Amboko, Beatrice; Machini, Beatrice; Githuka, George; Bejon, Philip; Zurovac, Dejan; Snow, Robert W.
  • Amboko B; KEMRI-Wellcome Trust Research Programme, Nairobi, Kenya.
  • Machini B; Division of National Malaria Programme, Ministry of Health, Nairobi, Kenya.
  • Githuka G; Division of National Malaria Programme, Ministry of Health, Nairobi, Kenya.
  • Bejon P; KEMRI-Wellcome Trust Research Programme, Nairobi, Kenya.
  • Zurovac D; Centre for Tropical Medicine and Global Health, University of Oxford, Oxford, UK.
  • Snow RW; KEMRI-Wellcome Trust Research Programme, Nairobi, Kenya.
Trop Med Int Health ; 27(3): 330-336, 2022 03.
Article in English | MEDLINE | ID: covidwho-1968203
ABSTRACT

OBJECTIVE:

To assess readiness among primary public health facilities in Kenya to provide pre-referral antimalarials for severe malaria.

METHODS:

Nine national surveys of randomly selected primary public health facilities undertaken bi-annually between 2017 and 2021 were analysed. The outcomes included the availability of pre-referral antimalarial drugs at the health facilities and health worker knowledge of recommended pre-referral treatment for severe malaria.

RESULTS:

A total of 1540 health workers from 1355 health facilities were interviewed. Injectable artesunate was available at 46%, injectable quinine at 7%, and artemether at 3% of the health facilities. None of the facilities had rectal artesunate suppositories in stock.

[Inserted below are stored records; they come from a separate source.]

PR #1086, opened 2020-12-08
[Refactor] Keychain migration for applock

KaterinaWire:
### Issues

1. Currently we store a `YES` or `NO` string inside the keychain to represent whether app lock is active or not. The value is stored using a single key. Now that app lock is per-account, we need to update the key to consider the self user,  by including the user id as part of the key.

### Solutions

Store custom passcode and `isActive` status for applock per-account. We also should add a migration step that will check if a value exists in the key chain using the legacy key, and replace it with values stored at the new key(s).


Source/ManagedObjectContext/NSManagedObjectContext+AppLock.swift
```diff
@@ -0,0 +1,34 @@
...
+// along with this program. If not, see http://www.gnu.org/licenses/.
+//
+
+import Foundation
+
+extension NSManagedObjectContext {
+    
+    /// Whether the applock feature is enabled.
+    
+    internal(set) public var appLock: Bool {
```
typfel, line 25: Let's name this so that it's clear hat we are dealing with a boolean value, for example `isAppLockEnabled`

Source/Model/User/ZMUser+Applock.swift
```diff
@@ -0,0 +1,30 @@
...
+// You should have received a copy of the GNU General Public License
+// along with this program. If not, see http://www.gnu.org/licenses/.
+//
+
+import Foundation
+
+public extension ZMUser {
+    var isAppLockActive: Bool {
+        get {
+            return self.managedObjectContext?.appLock ?? false
```
typfel, line 24:
```suggestion
            return managedObjectContext?.appLock ?? false
```

Source/Model/User/ZMUser+Applock.swift
```diff
@@ -0,0 +1,30 @@
...
+        }
+        set {
+            self.managedObjectContext?.appLock = newValue
```
typfel, line 27:
```suggestion
            managedObjectContext?.appLock = newValue
```

Source/Model/FeatureConfig/AppLock/AppLockController.swift
```diff
@@ -235,3 +223,30 @@ public class BiometricsState {
         lastPolicyDomainState = currentPolicyDomainState
     }
 }
+
+// MARK: - Migration rules
+
+extension AppLockController {
```
typfel, line 229: Let's move these migration related methods to a separate struct inside the the `/patches` directory so that it clear that won't be actively in use.

Source/Utilis/Keychain/PasscodeKeychainItem.swift
```diff
@@ -0,0 +1,114 @@
...
+                     kSecValueData: value]
+        }
+
+        return query
+    }
+}
+
+// MARK: - Migration rules
+
+public extension PasscodeKeychainItem {
```
typfel, line 65: Also move this migration related code to a struct in the `/patches` directory.

typfel (changes requested):

Source/ManagedObjectContext/NSManagedObjectContext+AppLock.swift
KaterinaWire: Done

Source/Model/FeatureConfig/AppLock/AppLockController.swift
KaterinaWire: Moved

Source/Utilis/Keychain/PasscodeKeychainItem.swift
KaterinaWire: Moved

typfel (approved):

Patches/PersistedDataPatches+Directory.swift
```diff
@@ -33,7 +33,8 @@ extension PersistedDataPatch {
         PersistedDataPatch(version: "161.0.1", block: TransferStateMigration.migrateLegacyTransferState),
         PersistedDataPatch(version: "167.3.0", block: AvailabilityBehaviourChange.notifyAvailabilityBehaviourChange),
         PersistedDataPatch(version: "198.0.0", block: ZMConversation.introduceParticipantRoles),
-        PersistedDataPatch(version: "220.0.4", block: InvalidConnectionRemoval.removeInvalid)
+        PersistedDataPatch(version: "220.0.4", block: InvalidConnectionRemoval.removeInvalid),
+        PersistedDataPatch(version: "234.0.0", block: TransferApplockKeychain.migrateKeychainItems) //TODO: katerina check the version
```
billypchan, line 37: the version is checked? we can remove the comment.

KaterinaWire: Removed

billypchan (approved):

KaterinaWire:
@typfel @billypchan I moved a part related to the passcode migration to a separate PR, because this question was not yet approved by the product team.

PR #1088, opened 2020-12-10
[Feature] Insert session reset system message

typfel:
## What's new in this PR?

Upon receiving a `ClientAction.RESET_ACTION` we now insert a `.sessionReset` system message.


typfel:
Failing tests is because I haven't updated DB migration tests

KaterinaWire (approved):

Source/Model/Conversation/ZMConversation+SystemMessages.swift
```diff
@@ -21,6 +21,14 @@ import Foundation
 
 extension ZMConversation {
     
+    public func appendSessionResetSystemMessage(user: ZMUser, client: UserClient, at timestamp: Date) {
```
KaterinaWire, line 24: Should it be public?

typfel: I made it public because all other append methods in this file are also public. But you're right,  it doesn't really need to be public.

billypchan (approved):

PR #1089, opened 2020-12-11
add isTrust to UserType protocol

billypchan:
## What's new in this PR?

Add `isTrust` to `Usertype` for easier mocking.

### Discussion

Should `ZMSearchUser` `isTrust` always return false?

### DIFF
--- a/Source/Model/User/ZMSearchUser.swift
+++ b/Source/Model/User/ZMSearchUser.swift
@@ -137,7 +137,7 @@ public class ZMSearchUser: NSObject, UserType, UserConnectionType {
     
     /// Whether all user's devices are verified by the selfUser
     public var isTrusted: Bool {
-        return false
+        return user?.isTrusted ?? false
     }
     
     public var teamCreatedBy: UUID? {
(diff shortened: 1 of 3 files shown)


typfel:
>Should ZMSearchUser isTrust always return false?

No, because search user can be backed by real `ZMUser`. We should do this:
```
var isTrusted {
     return user?.isTrusted ?? false
}
```

Source/Model/User/ZMSearchUser.swift
```diff
@@ -143,7 +148,7 @@ public class ZMSearchUser: NSObject, UserType, UserConnectionType {
 
     public var emailAddress: String? {
         get {
-            return user?.emailAddress
+            return (user as? ZMUser)?.emailAddress
```
typfel, line 151: `user` is already a `ZMUser`

typfel (changes requested):

typfel (approved):

David-Henner (approved):

billypchan:
@zenkins release minor

PR #1090, opened 2020-12-16
[Fix] Save needsToNotifyUser for feature

KaterinaWire:
## What's new in this PR?

Add `saveOrRollback()` after `needsToNotifyUser` changing.


Source/Model/FeatureConfig/Feature.swift
```diff
@@ -173,8 +173,20 @@ public class Feature: ZMManagedObject {
...
         return feature
     }
+    
+    func update(needsToNotifyUser: Bool) {
+        guard let context = managedObjectContext else {
+            return
+        }
+        self.needsToNotifyUser = needsToNotifyUser
+        context.saveOrRollback()
+    }
```
johnxnguyen, line 183: I have the feeling it's not good practice for a managed object to trigger a save. We usually see some external object modify a context (by inserting, deleting or mutating managed objects), and then triggering a save.

@typfel what are your thoughts?

typfel: Yes, if this change is coming as an action from the UI we usually require the UI to wrap the change inside a `UserSession.performChanges()` which will trigger a save.

KaterinaWire: I will add `UserSession.performChanges()` in the UI and close this PR

PR #1091, opened 2020-12-16
[Fix] app crash when `service` payload is null

David-Henner:
### Issues

App crashes on launch

### Causes

In `[ZMUser updateWithTransportData:(NSDictionary *) authoritative:(Bool)]` we access the value stored in the dictionary at the `service` key.

The value returned is an instance of `NSNull`.
We expect that value to be an instance of `NSDictionary`.
Before we try to access its values, we check that it isn't `nil`.
However, since it is an instance of `NSNull`, it is not `nil`.
Consequently, we treat it as a `NSDictionary` and the app crashes.

### Solutions

use `optionalDictionaryForKey` to get the dictionary


typfel (approved):

KaterinaWire (approved):

David-Henner:
@zenkins release patch

PR #214, opened 2021-08-03
Use Leases for etcd member health checks

### LINKED ISSUE #206: ☂️ [Feature] Add EtcdMember resource

### LINKED ISSUE #219: [Feature] Disable cache for lease

#214 introduces listing of `leases` which would be automatically cached by the controller-runtime. It might be good to disable caching for `leases` until #215 has been addressed.

While `leases` are small objects and may not cause too much increase in memory usage but they get updated very frequently and hence might increase network traffic by quite a bit.

timuthy:

/area scalability
/kind api-change
/kind enhancement

This PR changes Druid's health checks in a way that it considers `Lease` resources in order to find out the readiness of a etcd cluster member.

Fixes #206 
Fixes #219 

Please have a look at the separate commits for an easier review process.
The creation/deletion of `Lease` objects through Druid will follow later in a separate PR.
/cc @amshuman-kr @shreyas-s-rao 

**Release note**:

```other operator
Druid now fetches `Lease` resources in order to derive the readiness state of an etcd cluster member. This serves as a preparation for the etcd multi-node feature.
```


pkg/health/condition/check_ready.go
```diff
@@ -31,16 +31,27 @@ func (r *readyCheck) Check(status druidv1alpha1.EtcdStatus) Result {
...
 		size         = utils.Max(int(*status.ClusterSize), len(status.Members))
 		quorum       = size/2 + 1
 		readyMembers = 0
 	)
 
 	for _, member := range status.Members {
-		if member.Status == druidv1alpha1.EtcdMemeberStatusReady {
-			readyMembers++
+		if member.Status == druidv1alpha1.EtcdMemeberStatusNotReady {
+			continue
```
amshuman-kr, line 52: This change would mean unknown members will still be counted un `readyMembers` and hence into readiness check. This is a deviation from the previous implementation but seems to be correct. 👍

pkg/health/etcdmember/check_ready.go
```diff
@@ -41,48 +48,96 @@ func (r *readyCheck) Check(ctx context.Context, etcd druidv1alpha1.Etcd) []Resul
...
-		if (err == nil && !ready) || apierrors.IsNotFound(err) {
-			results = append(results, &result{
-				id:     member.ID,
-				status: druidv1alpha1.EtcdMemeberStatusNotReady,
-				reason: "ContainersNotReady",
-			})
+		// Check if member state must be considered as not ready
+		if renew.Add(time.Duration(*leaseDurationSeconds) * time.Second).Add(r.memberConfig.EtcdMemberNotReadyThreshold).Before(checkTime) {
+			res.status = druidv1alpha1.EtcdMemeberStatusNotReady
+			res.reason = "LeaseExpired"
```
amshuman-kr, line 84: Shouldn't this be `UnknownGracePeriodExceeded`?

pkg/health/etcdmember/check_ready.go
```diff
@@ -41,48 +48,96 @@ func (r *readyCheck) Check(ctx context.Context, etcd druidv1alpha1.Etcd) []Resul
...
+				continue
+			}
+
+			res.status = druidv1alpha1.EtcdMemeberStatusUnknown
+			res.reason = "LeaseExpired"
+			results = append(results, res)
+			continue
+		}
+
+		res.status = druidv1alpha1.EtcdMemeberStatusReady
```
amshuman-kr, line 106: Typo in the constants `EtcdMemeber...` should be `EtcdMember...`. Sorry, I didn't catch it the first time around.

pkg/health/etcdmember/builder_test.go
```diff
@@ -98,54 +95,90 @@ var _ = Describe("Builder", func() {
 				conditions := builder.Build()
 
 				Expect(conditions).To(ConsistOf(
-					oldMembers["1"],
-					oldMembers["2"],
```
amshuman-kr, line 102: Is it intentional that the unmodified members should be not present in the build result?

amshuman-kr (commented):
@timuthy Thanks for the changes to include handling of `leases` in status! Looks good already. Just a few minor questions below.

Also, one additional question. Is there any explicit configuration required during startup to make sure that the leases are cached? Or is that postponed to #215 ?

pkg/health/condition/check_ready.go
timuthy: I noticed it while testing when UNKNOWN members caused the `Ready` condition to become `false` very early. Tolerating UNKNOWN might make sense as I see it today but we can still change it in the future if it turns out to be too tolerant.

pkg/health/etcdmember/builder_test.go
timuthy: The members that are part of the result slice are taken into account, see [here](https://github.com/gardener/etcd-druid/blob/550a0b6a0f132419190043970fd34ae1a3df53ba/pkg/health/etcdmember/builder_test.go#L86). The rational behind this is that there will be one result per `Lease`. So when the cluster is scaled down from 3 -> 1, druid removes two member `Leases` and the health check will overwrite the members array with now only having one member because there is only one `Lease` left.

amshuman-kr: Understood. Then it is intentional that the merge case is now no longer applicable, right? I.e. the builder always return as many members in the result slice as there are `leases`.

timuthy:
Thanks for the fast feedback @amshuman-kr.

> Also, one additional question. Is there any explicit configuration required during startup to make sure that the leases are cached? Or is that postponed to #215 ?

No, there is no additional configuration required. Leases will be cached automatically. #215 is an optimization, so that we don't cache all `Lease` objects in the cluster. We can also make caching available as a command line flag, so that one can turn it off in case there are too many `Lease` objects in a cluster. WDYT?

pkg/health/etcdmember/builder_test.go
timuthy: Yes, it only needs the old members in order to set the `LastTransitionTime`.

amshuman-kr:
>No, there is no additional configuration required. Leases will be cached automatically. #215 is an optimization, so that we don't cache all Lease objects in the cluster. We can also make caching available as a command line flag, so that one can turn it off in case there are too many Lease objects in a cluster. WDYT?

I now remember that controller-runtime now automatically caches if there one list call. Sounds good 👍

amshuman-kr (approved):
Thanks for the changes @timuthy! LGTM

timuthy:
@amshuman-kr as discussed, I added a command line option to disable the lease cache.

amshuman-kr (approved):
Thanks for disabling the `lease` cache! LGTM

amshuman-kr:
/invite @shreyas-s-rao @abdasgupta @ishan16696 @aaronfern 

The changes look good from my side. Shall we merge this?

config/crd/bases/druid.gardener.cloud_etcds.yaml
```diff
@@ -4,7 +4,7 @@ apiVersion: apiextensions.k8s.io/v1
 kind: CustomResourceDefinition
 metadata:
   annotations:
-    controller-gen.kubebuilder.io/version: v0.5.0
+    controller-gen.kubebuilder.io/version: v0.4.1
```
aaronfern, line 7: Just some clarification needed.
Is this an intended change?

amshuman-kr: https://github.com/gardener/etcd-druid/pull/193#discussion_r685698113

abdasgupta (approved):
LGTM

PR #222, opened 2021-08-23
Remove finalizers after waiting for statefulset.

amshuman-kr:

/area control-plane cost testing
/kind technical-debt

Remove finalizers from `Etcd` resources after waiting for statefulset.

Fixes #

Using the propagation policy `Foreground` failed some tests due to deletion timing out. So, I used `Background` and [returned error](https://github.com/gardener/etcd-druid/pull/222/files#diff-3480d2ce46715d0b85c7f54bb4ae498a20da29ad632c61b1127c32254c0ad73cR1305) to [force re-queueing](https://github.com/gardener/etcd-druid/blob/b8f86e9147e79ef2f15dde1a16468d81258621d6/controllers/etcd_controller.go#L286-L288) to a check to see if the statefulset is gone.

**Release note**:

```other operator
Remove finalizers from `Etcd` resources after waiting for statefulset.
```

### DIFF
--- a/controllers/etcd_controller.go
+++ b/controllers/etcd_controller.go
@@ -281,8 +281,8 @@ func (r *EtcdReconciler) delete(ctx context.Context, etcd *druidv1alpha1.Etcd) (
 	logger := r.logger.WithValues("etcd", kutil.Key(etcd.Namespace, etcd.Name).String(), "operation", "delete")
 	logger.Info("Starting operation")
 
-	if err := r.removeDependantStatefulset(ctx, logger, etcd); err != nil {
-		if err := r.updateEtcdErrorStatus(ctx, deleteOp, etcd, nil, err); err != nil {
+	if waitForStatefulSetCleanup, err := r.removeDependantStatefulset(ctx, logger, etcd); err != nil {
+		if err = r.updateEtcdErrorStatus(ctx, deleteOp, etcd, nil, err); err != nil {
 			return ctrl.Result{
 				Requeue: true,
 			}, err
@@ -290,6 +290,10 @@ func (r *EtcdReconciler) delete(ctx context.Context, etcd *druidv1alpha1.Etcd) (
 		return ctrl.Result{
 			Requeue: true,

A total of 960 (62%) health workers were trained on the use of injectable artesunate. 73% of the health workers who had ever referred a child with severe malaria were aware that artesunate was the recommended treatment, 49% said that intramuscular injection was the preferred route of administration, and 60% stated the correct dose. The overall knowledge level of the treatment policy was low at 21% and only slightly higher among trained than untrained health workers (24% vs 14%; p < 0.001) and those with access to guidelines versus those without access (29% vs 17%; p < 0.001).

CONCLUSIONS:

The readiness of primary health facilities and health workers to deliver appropriate pre-referral care to children with complicated malaria in Kenya is inadequate. Further investments are required to ensure (a) availability of nationally recommended pre-referral antimalarials; (b) appropriate training and supervision in their administration, and (c) monitoring of the entire referral process.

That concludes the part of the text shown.